By singleagain - 15/05/2012 01:09 - United States

Today, my boyfriend asked me to marry him, saying that the only thing he would change about me is my last name. I later told him that I wanted to keep my last name after the marriage. I'm now single again. FML
I agree, your life sucks 24 031
You deserved it 42 499

Same thing different taste

Top comments

Bob_Cat_fml 14

This is very precisely sexist. The symbolic of giving your last name to your wife has been at first the token that she was changing family. She used to belong to her parents and then to her husband. It was treating women as objects. Last name, as well as surname, is a part of your identity, and she perfectly has the right to want to keep her identity. This absolutely doesn't mean that she doesn't truly love her boyfriend, because you know, love is not about possession and she is supposed to love him, not his name. Of course it is not the kind of sexism that will make him batter his wife, but it is still a beginning of sexism. Anyway he is a prick for leaving her, let alone the sexist thing.

zingline89 18

Well, I guess you'll be Ms. Shitstain for the rest of your life. Would it have been so bad to be Mrs. Jones?

Comments

Well, who does that? Seriously, the women's rights movement is over. You can take his last name. I, as a woman, think you're a bitch. How self-centered are you? Even Hyphenating is less of a bitch move. So don't whine about being single when it's your own fault.

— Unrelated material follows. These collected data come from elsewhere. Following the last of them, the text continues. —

Issue #252, opened 2025-03-20
Enhance `on_tool_start` Hook to Include Tool Call Arguments


yanmxa:
### Please read this first

- **Have you read the docs?**[Agents SDK docs](https://openai.github.io/openai-agents-python/) - Yes
- **Have you searched for related issues?** Others may have had similar requesrs - Yes

### Describe the feature

Currently, the `on_tool_start` hook in the Agents SDK only provides access to the Agent, Tool (definition), and context, but does not include the actual tool call arguments.

This limitation makes it difficult to trace and debug the agent's lifecycle, as there's no way to inspect the exact parameters passed to the tool before execution.

**Proposed Enhancement:**

Modify the `on_tool_start` hook definition to include the tool call arguments, providing full visibility into the tool invocation process.

- Current Definition

```python
async def on_tool_start(
    self,
    context: RunContextWrapper[TContext],
    agent: Agent[TContext],
    tool: Tool,
) -> None:
    """Called before a tool is invoked."""
    pass

```
- Suggested Update

```python
async def on_tool_start(
    self,
    context: RunContextWrapper[TContext],
    agent: Agent[TContext],
    tool: Tool,
    arguments: str,  # Include the actual tool call arguments
) -> None:
    """Called before a tool is invoked."""
    pass
```

**Why This Improvement Matters:**

1. Improved Debugging & Tracing: Developers can log and analyze tool inputs before execution.
2. Greater Flexibility: Hooks can validate or preprocess tool arguments before they are used.
3. More Context for Hooks: Allows hooks to monitor execution flows with full tool call details.

MrJarnould:
Until the linked PR is accepted, is there any other way to obtain the tool call arguments using hooks before the agent calls the tool?

vanhtuan0409:
> Until the linked PR is accepted, is there any other way to obtain the tool call arguments using hooks before the agent calls the tool?

Some workaround I think of is either using LLM tracing, put logging in tool implement or hijack the network call

yanmxa:
@MrJarnould @vanhtuan0409 Yes, I do it in the tool calling internal for now. But it's more reasonable to put this in the tracing hook :)

MrJarnould:
I hope your PR gets reviewed soon!

Kalai-off:
Any idea when this enhancement will be released ?

yanmxa:
@rm-openai Could you please take a look at this issue? Thanks!

BarAshkenazi:
[...]

PR #253, opened 2025-03-20
Add tool call parameters for `on_tool_start` hook

yanmxa:
Resolve: https://github.com/openai/openai-agents-python/issues/252

### DIFF
--- a/src/agents/_run_impl.py
+++ b/src/agents/_run_impl.py
@@ -398,9 +398,9 @@ class RunImpl:
                     span_fn.span_data.input = tool_call.arguments
                 try:
                     _, _, result = await asyncio.gather(
-                        hooks.on_tool_start(context_wrapper, agent, func_tool),
+                        hooks.on_tool_start(context_wrapper, agent, func_tool, tool_call.arguments),
                         (
-                            agent.hooks.on_tool_start(context_wrapper, agent, func_tool)
+                            agent.hooks.on_tool_start(context_wrapper, agent, func_tool, tool_call.arguments)
                             if agent.hooks
                             else _coro.noop_coroutine()
                         ),
--- a/examples/basic/agent_lifecycle_example.py
+++ b/examples/basic/agent_lifecycle_example.py
@@ -28,7 +28,7 @@ class CustomAgentHooks(AgentHooks):
             f"### ({self.display_name}) {self.event_counter}: Agent {source.name} handed off to {agent.name}"
         )
 
-    async def on_tool_start(self, context: RunContextWrapper, agent: Agent, tool: Tool) -> None:
+    async def on_tool_start(self, context: RunContextWrapper, agent: Agent, tool: Tool, args: str) -> None:
         self.event_counter += 1
         print(
             f"### ({self.display_name}) {self.event_counter}: Agent {agent.name} started tool {tool.name}"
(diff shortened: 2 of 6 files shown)


src/agents/_run_impl.py
```diff
@@ -398,9 +398,9 @@ async def run_single_tool(
                     span_fn.span_data.input = tool_call.arguments
                 try:
                     _, _, result = await asyncio.gather(
-                        hooks.on_tool_start(context_wrapper, agent, func_tool),
+                        hooks.on_tool_start(context_wrapper, agent, func_tool, tool_call.arguments),
                         (
-                            agent.hooks.on_tool_start(context_wrapper, agent, func_tool)
+                            agent.hooks.on_tool_start(context_wrapper, agent, func_tool, tool_call.arguments)
                             if agent.hooks
```
mini-peanut, line 565: Since using only arguments as a parameter is too granular, and adding tool_call.id in the future would lead to parameter inflation at the root level, plus tool_call.id is actually needed, would it be better to pass the entire tool_call object as a parameter instead?"

louis-sanna-dev:
@yanmxa thanks for doing this work, very useful!

src/agents/_run_impl.py
yanmxa: @mini-peanut Thanks for your review! I've updated the hook to use `Action`, which not only includes the `Tool` but also contains the instance information for a tool call, including the parameters and `tool_call.id`.

wesleytao:
much needed feature!

MattMorgis:
Bump on this, could use this merged 🙏

mattmorgis:
I learned that if you use [`Runner.run_streamed()`](https://openai.github.io/openai-agents-python/ref/run/#agents.run.Runner.run_streamed), they provide a [`RunItemStreamEvent`](https://openai.github.io/openai-agents-python/ref/stream_events/#agents.stream_events.RunItemStreamEvent), one of which is type `tool_called`. It gives you a full `RunItem` which has the tool arguments. I think this is the preferred approach because it uses SSE from the responses api. 

Example: 
```python 
result = Runner.run_streamed(
    agent,
    input,
)
    if event.type == "run_item_stream_event":
        if event.name == "tool_called":
            print(
                f"-- Tool {event.item.raw_item.name} was called with args: {event.item.raw_item.arguments} "
            )
        elif event.name == "reasoning_item_created":
            summary = event.item.raw_item.summary
            # there’s at least one summary part
            # o-series models will send this every response, it is sometimes blank
            if summary:
                text = summary[0].text
                print(f"-- Reasoning item created: {text}")
                print("--")
        elif event.name == "message_output_created":
            print(event.item.raw_item.content[0].text)
        else:
            pass  # Ignore other event types
```

yanmxa:
Thanks @rm-openai\!

I tend to favor the breaking change approach because:

1. **Adding a new method (like `on_tool_start_with_args()`) creates API confusion** - developers would choose between two similar hooks, and we'd maintain both forever

2. **Simple migration** - users just replace `tool` with `action`, then access tool via `action.function_tool`

3. **Clean long-term design** - one unified hook that provides complete information

The community feedback shows this is needed. A clean break now might be better than API fragmentation.

What do you think?

ludovicoserrani-nautes:
@rm-openai do you have any ETA on this PR?

ihower:
@seratch This PR can be closed because it’s already implemented at https://github.com/openai/openai-agents-python/pull/1765

seratch:
@ihower Ah, yes! Thanks for your effort 🙇

PR #255, opened 2025-03-20
Adds example for financial agent

shyamal-anadkat:
This example shows how you might compose a richer financial research agent using the Agents SDK. The pattern is similar to the `research_bot` example, but with more specialized sub‑agents and a verification step.

The flow is:

1. **Planning**: A planner agent turns the end user’s request into a list of search terms relevant to financial analysis – recent news, earnings calls, corporate filings, industry commentary, etc.
2. **Search**: A search agent uses the built‑in `WebSearchTool` to retrieve terse summaries for each search term. (You could also add `FileSearchTool` if you have indexed PDFs or 10‑Ks.)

Bob_cat - my girlfriend/fiance plan on taking my name. But she doesn't really have a strong connection to her last name, like I do. Besides, mine just sounds cooler. Haha. But yeah, I guess a lot keep both names :)

A lot of people here say how he is a jerk for not letting her keep her name. That it is something simple. Well that can be said right back at her. Why would she throw away a relationship that has grown to that point over her wanting to keep her last name? "It's just a name." as people have commented. "You had a 90% perfect guy, and you threw him away."

It seems that the guy was the one who threw the relationship away. Of course, it's possible that the OP ended the relationship, but the implication is that he dumped her. If he throws a tantrum over her right to call herself what she wants, that's what's known as a "red flag," and it's a bit more worrying than being 10% imperfect. If he acted this was over what his partner chose to call herself, how might he react if they disagreed over her career? Or their kids? Or politics/religion? Should she just keep "compromising" (which, in the instance of this comments section, seems to mean "totally cave in to his demands")? At the very least, that course of action would almost certainly lead to some pretty horrible resentment a couple of years down the line.

angelous_fml 7

Just because it is a tradition for a woman to change her last name doesn't mean it is a requirement for marriage. If you think about it, it's actually pretty selfish for a man to just assume that his girl will change her last name. We aren't living in the past. It was a childish and selfish move of his and this just shows he was not at all ready for marriage.

I hope you guys work it out and I have to say that if you are going to be married for any length of time you are going to have to find a way to compromise. You won't always agree and so you will have to find a way to work problems out rather than just calling the whole thing off at the drop of a hat. Sometimes it's necessary to chat and then each go off and consider how important an issue really is to you and try to find a way through. There are plenty of good reasons on both sides of this decision; it's good for you to keep your identity but then your kids won't have the same name as you, which causes confusion. It's sometimes helpful from a career point of view to keep your name but perhaps it implies that you're not so committed to your husband. However, there are ways through. You may find on reflection that one or both of you actually doesn't consider the issue more important than your marriage. If you still do, you can hyphenate, or you can do as my wife does and use her maiden name at work and our family name personally. Work at it and find a way - don't allow your selves to fall at the first hurdle!

Evath 7

You had a lucky escape OP! If the guy is willing to break up with you over something so inconsequential, he doesn't deserve to be married to you in the first place. Marriage is hard work, there needs to be enough room on both sides for people to live their own lives and be their own person within the marriage.

Is there a particular reason you are so damn rude?

InfiniteSecret 20

I love how so many people are saying it is just a name and no big deal, but once someone says for the guy to change his last name to the females ye loose your minds and go on rants about the importance of the last name, the meaning behind it and all that crap. 99% of the time it is just a name when a woman doesn't want to change it but it suddenly gains meaning, and is extremly important when it is suggested that the male change their name. Anyone who thinks it is just a name when a woman doesn't want to change their last name but gains meaning when the guy is suggested to change it is full of it.

If he broke up with you for that then he's way to immature to even think about getting married.